Un joven con los ojos cerrados, una cadena de nubes en el cielo, una niña escondida tras un globo, sus manitas extendidas con un gesto de sorpresa, inocencia y anhelo, piel bajo la seda de un vestido diáfano, una corona de papel, el deseo inconsciente que flota en una pista de baile, el resplandor silencioso que emana de su hijo rubio y su nieta… El espacio, las distancias cortas, el tiempo, su paso fugaz. “La emoción es lo que realmente me mueve y me transporta. Vivo un momento y decido captarlo ― explica Jessica Lange ―, saco mi cámara y hago la fotografía”. La razón de su obra es lo que ve, lo que le emociona.
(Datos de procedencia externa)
PR #267, opened 2025-02-14
Support DATETIME function in PyDough

### LINKED ISSUE #208: Support a timestamp construction/alteration API in PyDough similar to the sqlite DATETIME function
This function should be able to do the following:
- Construct a datetime from its first argument which can be a datetime string, the word `'now'` (meaning get the current timestamp), or a datetime literal (`datetime.date`, `datetime.datetime`, `pandas.Timestamp`)
- Use its subsequent arguments as modifiers:
  - Add/subtract year/month/day/hour/minute/second intervals by string: `DATETIME('now', '-1 month', '+3 days')`)
  - Truncates to start of the year, month, day in SQLite (or to the hour, minute, second in ANSI): `DATETIME("now", "start of month")`
- For SQlite, uses the sqlite `datetime` function accordingly
- For ANSI, uses a mix of `CURRENT_DATE`, `CAST(... AS TIMESTAMP)`, `± INTERVAL 'x UNIT'`, and `DATE_TRUNC`

knassre-bodo:
Resolves #208. See issue for more details. Full list of additional changes:
- Ensured the `DATETIME` operator works for both sqlite & ANSI with very permissive spacing/capitalization/alias rules for the various string literals.
  - `now` (& similar aliases): for ANSI generates `CURRENT_TIMESTAMP()`, for sqlite generates `DATETIME('now')`
  - `start of <unit>` (year/month/day): for ANSI generates `DATE_TRUNC(<unit>, dt)`, for sqlite generates `DATETIME(dt, 'start of <unit>')`
  - `start of <unit>` (hour/minute/second): for ANSI generates `DATE_TRUNC(<unit>, dt)`, for sqlite generates `STRFTIME(fmt_str, dt)` where the `fmt_str` truncates to that unit.
  - `±<amt> <unit>`: for ANSI generates `DATEADD(<unit>, ±<amt>dt)`, for sqlite generates `DATETIME(dt, '±<amt> <unit>)`
- Moves a lot of the datetime unit logic in the transform bindings into a `DateTimeUnit` enum to handle common logic, such as converting a unit alias into a cannonical form or identifying the format string used to truncate to that unit.
- Added new fixture to create a DatabaseContext without a connection for each supported dialect
- Changed the tests in `test_pydough_to_sql.py` to be parameterized with the afformentioned new fixture so sqlite & ANSI are both tested
- Changed the refsol `.sql` files to contain the dialect (e.g. `xxx_ansi.sql` vs `xxx_sqlite.sql`)
- Fixed miscellaneous typos found in the repo
- Adjusted the SQLGlot generation of the empty singleton to avoid a malformed `VALUES` clause


tests/test_sql_refsols/simple_values_ansi.sql
```diff
@@ -2,4 +2,4 @@ SELECT
   42 AS A,
   'foo' AS B
 FROM (VALUES
-  ())
+  (NULL))
```
knassre-bodo, line 5: Just having `VALUES ()` is  invalid, so using `VALUES (NULL)` helps

tests/test_sql_refsols/hour_minute_day_sqlite.sql
```diff
@@ -0,0 +1,47 @@
+SELECT
```
knassre-bodo, line 1: These are now automatically generated along with the `XXX_ansi.sql` file for all the tests in `test_pydough_to_sql.py`, so we can verify that each supported dialect works on the expected functions.

tests/conftest.py
```diff
@@ -153,14 +154,14 @@ def impl(file_name: str) -> str:
 
 
 @pytest.fixture(scope="session")
-def get_sql_test_filename() -> Callable[[str], str]:
+def get_sql_test_filename() -> Callable[[str, DatabaseDialect], str]:
```
knassre-bodo, line 157: This change allows the SQL files to be dialect-specific.

tests/simple_pydough_functions.py
```diff
@@ -126,6 +127,209 @@ def function_sampler():
...
+            "-3 minutes",
+            "+1 second",
+        ),
+        d4=DATETIME(pd.Timestamp("2025-07-04 12:58:45"), "start of hour"),
+        d5=DATETIME(pd.Timestamp("2025-07-04 12:58:45"), "start of minute"),
+        d6=DATETIME(pd.Timestamp("2025-07-14 12:58:45"), "+ 1000000 seconds"),
+    )
+
+
+def datetime_sampler():
```
knassre-bodo, line 162: This doesn't cover _every_ edge case for the string parsing of `DATETIME`, but covers a large number of them that were generated.

pydough/sqlglot/transform_bindings.py
```diff
@@ -79,6 +176,182 @@ def impl(
...
+    if dialect == DatabaseDialect.SQLITE:
+        match unit:
+            # For y/m/d, use the `start of` modifier in SQLite.
+            case DateTimeUnit.YEAR | DateTimeUnit.MONTH | DateTimeUnit.DAY:
+                trunc_expr: SQLGlotExpression = sqlglot_expressions.convert(
+                    f"start of {unit.value}"
+                )
+                if isinstance(base, sqlglot_expressions.Datetime):
+                    base.this.append(trunc_expr)
+                    return base
```
knassre-bodo, line 202: This edge case allows us to flatten `DATETIME(DATETIME('now', '-1 day'), 'start of year')` into  `DATETIME('now', '-1 day', 'start of year')`.

pydough/sqlglot/transform_bindings.py
```diff
@@ -79,6 +176,182 @@ def impl(
...
+        `base`.
+    """
+    if dialect == DatabaseDialect.SQLITE:
+        # For sqlite, use the DATETIME operator to add the interval
+        offset_expr: SQLGlotExpression = sqlglot_expressions.convert(
+            f"{amt} {unit.value}"
+        )
+        if isinstance(base, sqlglot_expressions.Datetime):
+            base.this.append(offset_expr)
+            return base
```
knassre-bodo, line 245: This edge case allows us to flatten `DATETIME(DATETIME('now', 'start of year'), '-1 day')` into  `DATETIME('now', 'start of year', '-1 day')`.

knassre-bodo:
**Important:** need to add support for `"start of week"` to `DATETIME` (can also do `±<amt> weeks` by doing days * 7), but don't need to allow `DATEDIFF` week support. This is needed for defog.ai parity.

pydough/sqlglot/transform_bindings.py
```diff
@@ -79,6 +176,182 @@ def impl(
...
+
+    Args:
+        `base`: The base date/time expression to truncate.
+        `unit`: The unit to truncate the date/time expression to.
+        `dialect`: The dialect being used to generate the SQL.
+
+    Returns:
+        The SQLGlot expression to truncate `base`.
+    """
+    if dialect == DatabaseDialect.SQLITE:
```
vineetg3, line 193: For consistency with other SQLite bindings, we should either create a new function here or refactor the other bindings to align with the current conditional approach.

knassre-bodo: The problem is that the core behavior is the same, but the _helper_ function changes.

pydough/sqlglot/transform_bindings.py
vineetg3: Clarity purposes: Does the visitor revisit after appending? Maybe we can keep a small comment for further programmers?

tests/simple_pydough_functions.py
```diff
@@ -126,6 +127,209 @@ def function_sampler():
...
+        ),
+        DATETIME(
+            " Current Date ",
+            " 136 HOURS",
+            " \n +\t104 \nM \n\r ",
+            "-104 months",
+            " \n \t312 \nD \n\r ",
+        ),
+        DATETIME(" Current_Date ", "+ 45 MM", "-135 s"),
+    )
```
vineetg3, line 330: Suggestion: Might be far-fetched but how about adding tests for camel-cases such as `DATETIME("cUrReNt_Timestamp")`.

tests/test_pydough_to_sql.py
```diff
@@ -53,13 +55,19 @@
...
         ),
+        pytest.param(
+            datetime_sampler,
+            "datetime_sampler",
+            id="datetime_sampler",
+        ),
     ],
 )
-def test_pydough_to_sql_tpch(
+def test_pydough_to_ansi_sql_tpch(
```
vineetg3, line 65: Since we are renaming tests to specific dialects, is it suggestable to change rest of the names of tests in `test_pipeline`? Specifically, `test_defog_e2e_with_custom_data`?

vineetg3: Also, since this test uses `empty_context_database` fixture, I think the test name is misleading.

tests/simple_pydough_functions.py
knassre-bodo: 🤷 might as well :)

tests/test_pydough_to_sql.py
knassre-bodo: Good catch

pydough/sqlglot/transform_bindings.py
knassre-bodo: The visitor doesn't visit SQLGlot nodes, it returns them. In this case, `base` is a SQLGlot expression node returned earlier by the SQLGlot relational expression visitor (which created `base` from a relational expression). All we're doing is modifying `base` after the fact, instead of returning a new object containing it.

pydough/sqlglot/transform_bindings.py
knassre-bodo: In other words, I agree with your sentiment, but I want fixing this to be part of a larger overhaul/refactor of the file.

tests/simple_pydough_functions.py
knassre-bodo: Just added a few weird ones.

tests/test_pydough_to_sql.py
knassre-bodo: Reverted the ones in this file to just be `to_sql` instead of `to_ansi_sql` (but kept the ones in `test_relational_to_sql` because those are _actually_ just ANSI).

EDIT nvm those ones in `test_relational_to_sql` should explicitly say `sqlite`.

Y la luz, sobre todo la luz porque como afirma Patti Smith, Jessica lleva en la sangre el sol de medianoche.
La mujer que fue amante de King Kong en 1978, la que poco tiempo después protagonizó junto a Jack Nicholson una de las escenas más tórridas y eróticas del cine norteamericano en El cartero siempre llama dos veces, nos desvela su otra faceta artística: su pasión por la fotografía.
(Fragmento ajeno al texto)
PR #58, opened 2019-07-10
add fuse admm/matmul back to linear pass

wanchaol:
* **#58 add fuse admm/matmul back to linear pass**
* #57 [codemod] deprecated macros


torch_tvm/fuse_linear.cpp
```diff
@@ -0,0 +1,50 @@
...
+    std::string addmm_pattern = R"IR(
+    graph(%input, %weight, %bias, %4):
+        %weight_t = aten::t(%weight)
+        %res = aten::addmm(%bias, %input, %weight_t, %4, %4)
+        return (%res))IR";
+    std::string matmul_add_pattern = R"IR(
+    graph(%input, %weight, %bias, %4):
+        %weight_t = aten::t(%weight)
+        %output = aten::matmul(%input, %weight_t)
+        %res = aten::add_(%output, %bias, %4)
```
bwasti: should we also match on non-inplace add?

test/test_operators.py
```diff
@@ -206,9 +206,15 @@ def test_linear(self, shape, out_features):
         def linear(input, weight, bias):
             return F.linear(input, weight, bias) + 2.0
 
+        def linear_no_bias(input, weight):
```
bwasti: maybe we should test the pattern matching in python?

bwasti (approved):
nice! :)

test/test_operators.py
wanchaol: Yeah sure we will need to pybind the pass to python, I will add a test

Todo empezó a principios de los 90’ cuando Sam Shepard ― escritor, actor y su actual pareja ― le regaló una cámara de fotos, una Leica, que se convirtió en la inseparable compañera de todos sus viajes: Rusia, Francia, Italia, Finlandia, Nueva York, Minnesota y el fascinante Méjico, su favorito porque este país es para Jessica Lange el “más emocional de todos por la vida que hay en sus calles, por sus luces y sus grandes noches”. La penumbra del crepúsculo, la profundidad de los negros, el estallido de los blancos, la voluptuosidad de las sombras de un baile sensual y cargado de deseo en la plaza del Zócalo son algunas de las escenas que durante veinte años ha ido captando la actriz y que ahora ―y hasta el 27 de noviembre― se reúnen en Unseen (invisible), la muestra que el Centro Niemeyer de Avilés recoge y articula en dos series Things I See (1992-2008) y On Scene-Mexican Suites, esta última dedicada a la vida desbordante que inunda las calles de Méjico. Todas en blanco y negro porque añade misterio, relieve, imaginación, melancolía, emoción.
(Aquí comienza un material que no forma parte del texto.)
PR #62, opened 2019-07-18
[fusion] Migrate away from CustomFuseGraph

bwasti:
* #63 [WIP] Loop impl
* **#62 [fusion] Migrate away from CustomFuseGraph**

A Jessica Lange siempre le gustó la fotografía ― no en vano su primer amor fue Paco Grande, un fotógrafo asturiano ― aunque no se dedicó a ella en serio, a pesar de que en 1967 consiguió una beca para estudiar este arte en la Universidad de Minnesota. Después, los avatares de la vida la llevaron a París donde descubre el teatro y abandona la práctica fotográfica. Dice no sentirse influenciada por ningún fotógrafo en especial, pero reconoce sentir una profunda admiración por el realismo severo de J. Koudelka, la sobriedad y crudeza de Walker Evans y la expresividad poética de la mejicana Graciela Iturbide.